Faer shuffled around the bed to walk towards him. He had been half the evening away; chances were the Ball was still going, but it was the wee hours of the morning, and he doubted Cole had been dancing to such distraction. He didn't look it. By blood and death, Cole looked like he had been thrashed in battle for the very first time. Pale and frowning and weary-looking. Old.

“Cole!?”

Faer stopped in front of him but resisted the urge to reach out and check for injuries, or guide him to a chair. However much he might look defeated, Cole was still Cole. Still, Faer was getting worried. He pulled himself together, snapping out his voice like an officer's.

“Cole – what happened?”

Cole looked up, and it seemed to Faer like the first layer of him had gone translucent, like suddenly he could see the thoughts and gears and emotions all so cleverly hidden beneath his thick hide moving on the surface. His eyes weren't empty, but windswept. His face wasn't pale, but bloodless. The shadows beneath his eyes were neither bruises, nor fatigue, but a simple lack of light.

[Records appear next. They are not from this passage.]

PR #7503, opened 2025-02-04
Ensure multi-email and mobile field input values are updated on update button click

PasinduYeshan:
- Ensure multi-email and mobile field input values are updated on update button. This allows users to update multiple attributes (e.g., first name, email, and mobile number) in a single attempt without requiring separate PATCH requests for email and mobile additions.
- Improve required logic to validate with update button.

https://github.com/user-attachments/assets/dd69cd52-5798-4a7d-a8e8-99883079ebb9

### Related Issues
- https://github.com/wso2/product-is/issues/22722

### DIFF
--- a/features/admin.users.v1/components/user-profile.tsx
+++ b/features/admin.users.v1/components/user-profile.tsx
@@ -2055,9 +2055,6 @@ export const UserProfile: FunctionComponent<UserProfilePropsInterface> = (
                             : fieldName
                         )
                     }
-                    className={ classNames({ "required-icon": !(isUserManagedByParentOrg &&
-                        sharedProfileValueResolvingMethod == SharedProfileValueResolvingMethod.FROM_ORIGIN)
-                            && resolvedRequiredValue }) }
                     placeholder={ "Enter your" + " " + fieldName }
                     type="text"
                     value={ tempMultiValuedItemValue[schema.name] }
@@ -2066,6 +2063,10 @@ export const UserProfile: FunctionComponent<UserProfilePropsInterface> = (
                         || isReadOnly
                         || resolvedMutabilityValue === ProfileConstants.READONLY_SCHEMA
                     }
+                    required={ !(isUserManagedByParentOrg &&
+                        sharedProfileValueResolvingMethod == SharedProfileValueResolvingMethod.FROM_ORIGIN)
+                       && resolvedRequiredValue && isEmpty(attributeValueList) }
+                    requiredErrorMessage={ t("user:profile.forms.generic.inputs.validations.empty", { fieldName }) }
                     validation={ (value: string, validation: Validation) => {
                         if (isEmpty(value) && resolvedRequiredValue && isEmpty(attributeValueList)) {
                             setIsMultiValuedItemInvalid({
--- a/features/admin.users.v1/components/user-profile.tsx
+++ b/features/admin.users.v1/components/user-profile.tsx
@@ -832,7 +832,10 @@ export const UserProfile: FunctionComponent<UserProfilePropsInterface> = (
      * @param primaryAttributeSchemaName - Primary schema attribute.
      * @returns Patch operation value.
      */
-    const processMultiValuedAttribute = (attributeSchemaName: string, primaryAttributeSchemaName: string) => {
+    const constructPatchOpValueForMultiValuedAttribute = (
+        attributeSchemaName: string,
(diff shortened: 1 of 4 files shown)


features/admin.users.v1/components/user-profile.tsx
```diff
@@ -825,6 +828,31 @@ export const UserProfile: FunctionComponent<UserProfilePropsInterface> = (
...
+     */
+    const handlePrimaryEmailAndMobile = (values: Map<string, string | string[]>): void => {
+        const existingPrimaryMobile: string = profileInfo?.get(MOBILE_ATTRIBUTE);
+        const newMobile: string = tempMultiValuedItemValue[MOBILE_NUMBERS_ATTRIBUTE];
+
+        if (!isEmpty(existingPrimaryMobile)) {
+            values.set(MOBILE_ATTRIBUTE, existingPrimaryMobile);
+        } else if (!isEmpty(newMobile)) {
+            values.set(MOBILE_ATTRIBUTE, newMobile);
+        }
```
pavinduLakshan, line 844: Cannot we simplify this as follows?

```suggestion
        values.set(MOBILE_ATTRIBUTE, newMobile || existingPrimaryMobile);
```

features/admin.users.v1/utils/user-management-utils.ts
```diff
@@ -290,3 +290,47 @@ const getValidationConfig = (
...
     return null;
 };
+
+/**
+     * Extracts sub-attributes (objects) from the profile details.
+     *
+     * @param user - The user object to extract sub-attributes from.
+     * @param schemaKey - The attribute key to extract sub-attributes from.
+     * @returns Array of sub-attributes (objects).
+     */
```
pavinduLakshan, line 300: Improve formatting here.

pavinduLakshan:
Hope we have tested the scenario where a user adds multiple email addresses or mobile numbers by typing an email or mobile number in the input field, pressing Enter to add it to the list, and then clicking the "Update" button.

PasinduYeshan:
> Hope we have tested the scenario where a user adds multiple email addresses or mobile numbers by typing an email or mobile number in the input field, pressing Enter to add it to the list, and then clicking the "Update" button.

As mentioned in this [issue comment](https://github.com/wso2/product-is/issues/22722#issuecomment-2634458521), the behavior of the "Add" button remains unchanged with this improvement. It will still trigger a separate patch call, which updates the values. Similarly, the "Verify" and "Make Primary" buttons each trigger their own separate patch calls as well.

features/admin.users.v1/components/user-profile.tsx
PasinduYeshan: If existingPrimaryMobile exists, it should always be set as the primary mobile number, regardless of whether newMobile has a value. On the other hand, newMobile should only be used as the primary mobile number if it is not empty and existingPrimaryMobile is absent.

pavinduLakshan: Then we can use the following, can't we?

values.set(MOBILE_ATTRIBUTE, existingPrimaryMobile || newMobile );

pavinduLakshan:
> > Hope we have tested the scenario where a user adds multiple email addresses or mobile numbers by typing an email or mobile number in the input field, pressing Enter to add it to the list, and then clicking the "Update" button.
> 
> As mentioned in this [issue comment](https://github.com/wso2/product-is/issues/22722#issuecomment-2634458521), the behavior of the "Add" button remains unchanged with this improvement. It will continue to trigger a separate patch call, which updates the values and may lead to clear stale values in other fields. Similarly, the "Verify" and "Make Primary" buttons each trigger their own separate patch calls as well.

Added a comment.
https://github.com/wso2/product-is/issues/22722#issuecomment-2635649412

features/admin.users.v1/components/user-profile.tsx
PasinduYeshan: Still when both are null MOBILE_ATTRIBUTE will be set as null right?

features/admin.users.v1/utils/user-management-utils.ts
PasinduYeshan: Updated

features/admin.users.v1/components/user-profile.tsx
pavinduLakshan: Ah yes, let's keep this intact then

“Faer–” Ah, but he was still Cole; his eyes fixed on Faer like arrows to their targets, “I must decide.”

“Decide what?” Faer frowned.

It wasn't like Cole to hide his plans, though he did look away, making Faer think Cole almost didn't want him to know. Retrospectively, Faer could understand why.

“Let Nika be tortured... or sell myself to the King.”

Faer felt something build in his chest like a great swelling wind – of course Cole should not let Galen be tortured, anything but that – but Faer put a stopper on it and folded his arms.

“The King? What does the King want with you?”

Cole shook his head. “The King is dead. The Prince is King now.”

Mercy! Faer had to take a breath. “Well, fine – what does the King want you for?”

Cole and Faer had once been friends; though they got along, what they had become after Faer had almost been taken as Galen's second choice was not friendly. Cole could not be friends, with someone who had come so close.

The look which Cole gave to Faer was one he hadn't seen since they had been friends – one of insecurity, one of trepidation.

“...To rule Ainjir. As General of the Army. He will save Nika and help him hide, and all I must do is achieve rank and consent to rule at his side as Consort.”

A silence passed.

“You'll be his creature,” Faer said, though he was having trouble speaking. “He'll have complete control of both sides of the government, and should you ever disagree, he'll simply use Galen against you. The threat remains the same, just delayed. And you hand him Ainjir – all of it.”

“But Nika will be alive, unbroken,” Cole's voice hand the high ring of hope to it, though a meager hope.

“And a prisoner, with yourself.” But Faer started to feel it working on him as it was on Cole, the bitter perfection of the deal working in his guts, making them twist. “Though a rich one, and powerful. And as an offer it's a worthy one – generous, even. Poisonous. Generous...”

Faer knew that though his jealousy would not allow him to get close to those he considered amorous rivals, Cole had never held his own affections as something for which others would battle. He was being asked to hand out something he considered meager, for the sake of that which he held in highest esteem.

Faer was no help. Or, rather, Faer was too much help. He knew how Cole felt. His stomach turned and his heart leapt, and he wanted to chastise Cole for even taking time to think about it.

Cole looked up at Faer, who was friend enough not to say it before Cole did. “I can't refuse.”